Pues amaba el vino conservado en la cuba con la violencia de los campesinos.

Coloso, que iba detrás con un jarro, se agachó, abrió el grifo de la espita, mientras que el padre lo alumbraba con cuidado, como si hubiera estado realizando un trabajo difícil y minucioso.

La vela les daba de lleno en la cara, en el rostro de viejo magistrado del padre y en el rostro de soldado recién llegado del campo del hijo.

Andermatt le susurró al oído a Gontran:

—¡Qué cuadro! ¿Verdad que parece un Téniers?

El joven contestó por lo bajo:

—Prefiero a las hijas. Luego regresaron.

Y hubo, entonces, que beberse el vino, mucho vino para agradar a los Oriol.

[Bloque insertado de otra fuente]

PR #694, opened 2025-08-15
image: bugfix unload_image

Javagedes:
## Description

Resolves a use-after-free error that originates in unload image. The
unload_image attempt to uninstall the image's loaded image protocol was
fallable due to not calling disconnect_controller first. In this
scenario, the loaded image protocol was not uninstalled, but the
protocol itself was freed, leading to a use-after-free error.

This resolves ~10K individual test failures, however it also reduces greatly reduces the amount of tests executed. This is because this test suite is run in two parts. The first part loads over 2500 images in different ways, then unloads them. The second half of the suite then runs validation tests on all of the loaded_image protocols. Due to the bug mentioned above, the 2500 images never had their loaded_image protocols removed (but they were de-allocated), so the test suite was running the test on each of the 2500 deallocated loaded_image protocols.

With this fix, the test suite now only runs on the ~200 images associated with the platform, and all 200 tests now pass.

- [ ] Impacts functionality?
- [ ] Impacts security?
- [ ] Breaking change?
- [ ] Includes tests?
- [ ] Includes documentation?

## How This Was Tested

SCTs pass, unit tests pass

## Integration Instructions

N/A

### DIFF
--- a/patina_dxe_core/src/protocols.rs
+++ b/patina_dxe_core/src/protocols.rs
@@ -30,7 +30,7 @@ pub fn core_install_protocol_interface(
     protocol: efi::Guid,
     interface: *mut c_void,
 ) -> Result<efi::Handle, EfiError> {
-    log::info!("InstallProtocolInterface: {:?} @ {:#x?}", guid_fmt!(protocol), interface);
+    log::debug!("InstallProtocolInterface: {:?} @ {:#x?}", guid_fmt!(protocol), interface);
     let (handle, notifies) = PROTOCOL_DB.install_protocol_interface(handle, protocol, interface)?;
 
     let mut closed_events = Vec::new();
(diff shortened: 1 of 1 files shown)


patina_dxe_core/src/protocols.rs
```diff
@@ -72,35 +72,31 @@ extern "efiapi" fn install_protocol_interface(
...
+    protocol: efi::Guid,
     interface: *mut c_void,
-) -> efi::Status {
-    if protocol.is_null() {
-        return efi::Status::INVALID_PARAMETER;
-    }
-
-    let caller_protocol = *(unsafe { protocol.as_mut().expect("previously null-checked pointer is null") });
+) -> Result<(), EfiError> {
+    log::info!("UninstallProtocolInterface: {:?} @ {:#x?}", guid_fmt!(protocol), interface);
```
makubacki: Do you think this needs to remain an info level message?

Javagedes: This is a new log statement I added to mirror the existing `log::info!` for installing a protocol interface.

I'd be happy to move them both to debug (or only my newly added one) if you like. I don't have a preference :)

Javagedes: I've updated both the install and uninstall log statements to be debug :)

Las jovencitas se habían acercado a la mesa y seguían trabajando como si no hubiera visita. Gontran no dejaba de mirarlas, preguntándose si eran mellizas, de tanto como se parecían. Una de ellas, sin embargo era más llenita y más baja, la otra, más distinguida. Llevaban el pelo, que era castaño y no negro, pegado en crenchas a las sienes, y les brillaba cuando movían levemente la cabeza. Tenían la mandíbula y la frente un tanto desarrolladas de la raza auvernesa, los pómulos un poco marcados, pero la boca era encantadora, los ojos, preciosos, las cejas, de una limpieza de trazo poco común, y el cutis, deliciosamente lozano. Al verlas, se notaba que no se habían criado en aquella casa sino en un internado elegante, en un convento adonde van las señoritas ricas y nobles de Auvernia, y que allí habían adquirido los discretos modales de las muchachas de la buena sociedad.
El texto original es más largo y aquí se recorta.